My Kubota's bucket does not lift much weight. The lever arm positions to dump, etc. are not matching diagram on box. The 3 point hitch works fine.


----------



## rhino (Jan 9, 2017)

Does your joy stick happen to hit the top cover? If it is remove the cover and see if that helps. There is probably a lot of play in the assembly and that makes it hit the cover and it is not able to get it's full throw. The only fix is replacing the lever assembly. Hope this helps


----------



## RC Wells (Dec 26, 2008)

I would expect the Kubota BF400G loader on that tractor. It only lifts 882 lbs.

If the valve no longer matches the hydraulic diagram, it may mean the valve was replaced with a generic unit, or it may be as simple as the lines have been removed and reinstalled incorrectly. I see a lot of the latter on 20 year old equipment when people do not follow the repair manual instructions.

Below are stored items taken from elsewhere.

PR #2831, opened 2024-06-07
Ensure node_modules are in place before running vitest

deen13:
### Short description

This pull request addresses the issue where the Vitest tools fail if the node_modules directory is missing.

### Proposed changes
- If node_modules is not found, npm install is executed silently (with output redirected to /dev/null).

### DIFF
--- a/tools/_functions.sh
+++ b/tools/_functions.sh
@@ -372,14 +372,8 @@ function ensure_webpack_bundle_exists {
 
 function ensure_node_modules_exist {
     if [ ! -d "${BASE_DIR}/node_modules" ]; then
-        echo "Missing node_modules - running npm install..." | print_info
-
-        if ! npm install > /dev/null 2>&1; then
-            echo "Error during npm install" | print_error
-            exit 1
-        fi
-
-        echo "✔ npm install completed successfully" | print_success
+        echo "Missing node_modules - please run ./tools/install.sh" | print_info
+        exit 1
     else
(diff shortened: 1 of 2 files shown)


tools/_functions.sh
```diff
@@ -370,6 +370,21 @@ function ensure_webpack_bundle_exists {
...
+function ensure_node_modules_exist {
+    if [ ! -d "${BASE_DIR}/node_modules" ]; then
+        echo "Missing node_modules - running npm install..." | print_info
+
+        if ! npm install > /dev/null 2>&1; then
+            echo "Error during npm install" | print_error
+            exit 1
+        fi
+
+        echo "✔ npm install completed successfully" | print_success
```
charludo, line 382: I think we should rather do

```suggestion
        echo "Missing node_modules - please run ./tools/install.sh" | print_info
        exit 1
```

(or something similar). The install script does a bunch of additional checks, incl. correct versions of node and npm.

Maybe we could however add a `--node` flag to that script, similar to the existing `--python` flag, which would exit the script after installing node dependencies?

charludo (changes requested):

tools/_functions.sh
deen13: Sounds good @charludo! ☺️

deen13:
I'll squash the branch before merging it, fyi :)

charludo (approved):
LGTM!

david-venhoff (approved):

PR #3333, opened 2025-01-14
Replace `black` and `pylint` with `ruff`

charludo:
### Short description

I am SO sorry, dear reviewers 🙈 
@cclauss  do you have an opinion on this? 😄 

### Proposed changes

- `black` -> `ruff`
- `pylint` -> `ruff`

### Side effects

- hahahaha
- 👀 

### Resolved issues

Fixes: #3234 

__________________________________________________

[Pull Request Review Guidelines](https://digitalfabrik.github.io/integreat-cms/pull-request-review-guide.html)

PR #3395, opened 2025-02-04
tools/ruff.sh: Allow restricting checking to specific subtrees

PeterNerlich:
### Short description

With #3333 just merged, ruff became our main linting tool. However if you're like me and have a lot of messy files and experiments lying around your working directory, you might want to restrict ruff to only look at a few subtrees in your project. While the performance improvement barely matters because ruff is already so fast, you will appreciate having irrelevant files untouched and ruff only printing messages about files you care about.

### Proposed changes

- Split `ruff.sh` into `ruff_check.sh` and `ruff_format.sh`, where arguments are handed over to ruff verbatim!
- `ruff.sh` now just calls those two scripts, and hands paths over to both if you specified them:
  - Parse arguments to `tools/ruff.sh` and save them to `PATHS`
  - Set `PATHS` to `BASE_DIR` if none are supplied
  - Run both `ruff_check.sh` and `ruff_format.sh` only for `PATHS`
  - Pass `--as-precommit` as is to both if given

### Side effects

- None, this change is fully backwards compatible to the previous intended usage. But if you relied on the tool ignoring any arguments at the end, it will now either complain that the file doesn't exist or lint those files.

### DIFF
--- a/tools/ruff.sh
+++ b/tools/ruff.sh
@@ -6,11 +6,13 @@
 # shellcheck source=./tools/_functions.sh
 source "$(dirname "${BASH_SOURCE[0]}")/_functions.sh"
 
+as_precommit=()
 PATHS=()
 
 # Parse given command line arguments
 while [[ $# -gt 0 ]]; do
     case $1 in
+        '--as-precommit') as_precommit+=("$1");shift;;
         *) PATHS+=("$1");shift;;
     esac
 done
@@ -31,7 +33,7 @@ else
 fi
 
 # shellcheck source=./tools/ruff_check.sh
-"$(dirname "${BASH_SOURCE[0]}")/ruff_check.sh" "${PATHS[@]}"
+"$(dirname "${BASH_SOURCE[0]}")/ruff_check.sh" "${as_precommit[@]}" "${PATHS[@]}"
 
 # shellcheck source=./tools/ruff_format.sh
-"$(dirname "${BASH_SOURCE[0]}")/ruff_format.sh" "${PATHS[@]}"
+"$(dirname "${BASH_SOURCE[0]}")/ruff_format.sh" "${as_precommit[@]}" "${PATHS[@]}"
--- a/tools/ruff.sh
+++ b/tools/ruff.sh
@@ -6,15 +6,32 @@
 # shellcheck source=./tools/_functions.sh
 source "$(dirname "${BASH_SOURCE[0]}")/_functions.sh"
 
-require_installed
+PATHS=()
 
-# Run ruff as a pre-commit hook
-run_as_precommit "ruff check" "$@"
-run_as_precommit "ruff format --check" "$@"
+# Parse given command line arguments
+while [[ $# -gt 0 ]]; do
+    case $1 in
+        *) PATHS+=("$1");shift;;
+    esac
+done
 
-# Run ruff
-echo "Starting code linting and formatting with ruff..." | print_info
-ruff check --fix "${BASE_DIR}" || true
-ruff format "${BASE_DIR}"
+if [ ${#PATHS[@]} -gt 0 ]; then
+    # Check whether paths exist
+    for p in "${PATHS[@]}"; do
+        if [[ -e "${p%%::*}" ]]; then
+            RUFF_ARGS+=("${p}")
+        elif [[ -n "${p}" ]]; then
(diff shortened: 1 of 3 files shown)


charludo (commented):
Thank you, I think this is a great idea! I have an extension of this in mind though, which also brings some simplification. It looks like `ruff check` and `ruff format --check` do the exact same thing as `ruff check .` and `ruff format --check .`, meaning we could just default to not providing a path at all, and simply pass all arguments given to `./tools/ruff.sh` to both of those calls, the same way we're already doing for the pre-commit hooks.

#### Cons:
-  no checking if passed paths actually exist. Do you have a specific usecase for this in mind? Otherwise I think `ruff`'s own error message is already pretty succinct:
    ```
    error: Failed to format help-i-dont-exist: No such file or directory (os error 2)
    ```

#### Pros:
- much simpler logic. Just need to change 
    ```bash
    ruff check --fix . || true
    ruff format .
    ```
    to 
    ```bash
    ruff check --fix "$@" || true
    ruff format "$@"
    ```
- more importantly though, that makes it trivial to pass additional flags to ruff. For example, I have really been wanting a way to append `--unsafe-fixes` a lot lately 😁 
(OK, to be fair this will throw some errors because `format` and `check` don't share a lot of flags, but it would certainly still be servicable)

PeterNerlich:
> we could just default to not providing a path at all, and simply pass all arguments given to `./tools/ruff.sh` to both of those calls

Yeah I'm also fine with that, I just copied it from `tools/test.sh` and removed everything that was tests-specific… as in, everything but the overarching structure :D

>   (OK, to be fair this will throw some errors because `format` and `check` don't share a lot of flags, but it would certainly still be servicable)

Yes I tried to look it up but didn't immediately find a comprehensive list of available options for both commands, so I just left it at the paths. I was wanted to keep the structure for this actually, so we could add flags and what to do with it later (to add it to one or the other ruff command, or some custom logic)

charludo:
> > we could just default to not providing a path at all, and simply pass all arguments given to `./tools/ruff.sh` to both of those calls
> 
> Yeah I'm also fine with that, I just copied it from `tools/test.sh` and removed everything that was tests-specific… as in, everything but the overarching structure :D
> 
> > (OK, to be fair this will throw some errors because `format` and `check` don't share a lot of flags, but it would certainly still be servicable)
> 
> Yes I tried to look it up but didn't immediately find a comprehensive list of available options for both commands, so I just left it at the paths. I was wanted to keep the structure for this actually, so we could add flags and what to do with it later (to add it to one or the other ruff command, or some custom logic)

Hm. It would probably be easier to split the tool into two (`ruff_format.sh`, `ruff_check.sh`) and call both from `ruff.sh` than to mainting a list of what-arg-goes-where for every conceivable usecase. 

The custom logic right now is not doing anything except remove non-existing paths, and print an error similar to what ruff would do anyways, right? IMO that is not enough benefit to justify 25 lines of shellscript 🙈

charludo:
What's the state of this PR?

jonbulz (changes requested):
Thanks, calling the script from command line works as expected. I'm having trouble running it as pre-commit, though:
```/path/to/integreat-cms/tools/ruff.sh: Zeile 21: print_error: Befehl nicht gefunden```

**Comment by PeterNerlich** [comment]
> `print_error: Befehl nicht gefunden`

Right, I removed sourcing the utility functions from the main script because I didn't need it anymore and immediately put a call to one of `print_error` back in :see_no_evil:

**Review by jonbulz — COMMENTED** [review]
Right, that fixes the error, thanks! I'm still having trouble running pre-commit, though:
```
ruff (custom script).....................................................Failed
- hook id: ruff
- exit code: 1

--as-precommit: No such file or directory
```
For reference, I was trying to commit some random code that should trigger ruff formatting.

PeterNerlich:
> I'm still having trouble running pre-commit, though

I don't use the pre-commit hooks, so it's definitely a blind spot I have. I don't quite understand idea and implementation of `--pre-commit` in our tool scripts, but I think this should probably fix it. Please try again and see whether it now behaves as expected.

JoeyStk (approved):
Thank you for this PR! This works as expected :rocket:

PeterNerlich:
> This is not testable (for our testing team), right? :)

Correct, this is only about the workflow with dev tools and has no impact on the produced software itself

It is possible that the relief valve spring has broken. Easy and inexpensive repair once it is determined to be the problem. The pressure test can be done with $10 gauge and the correct male metric fitting to a hose end on the loader. The repair manual has the proper pressure range, but it should be about 2,500 psi.


----------



## dgl2250 (Feb 2, 2018)

rhino said:


> Does your joy stick happen to hit the top cover? If it is remove the cover and see if that helps. There is probably a lot of play in the assembly and that makes it hit the cover and it is not able to get it's full throw. The only fix is replacing the lever assembly. Hope this helps


I took the cover off and this made the bucket work much better. The lever with the ball joint seems very loose. How would I go about tightening it up?


----------



## rhino (Jan 9, 2017)

You could always braze the pins to tighten things up, or go to your nearest Kubota dealer and order new parts.


----------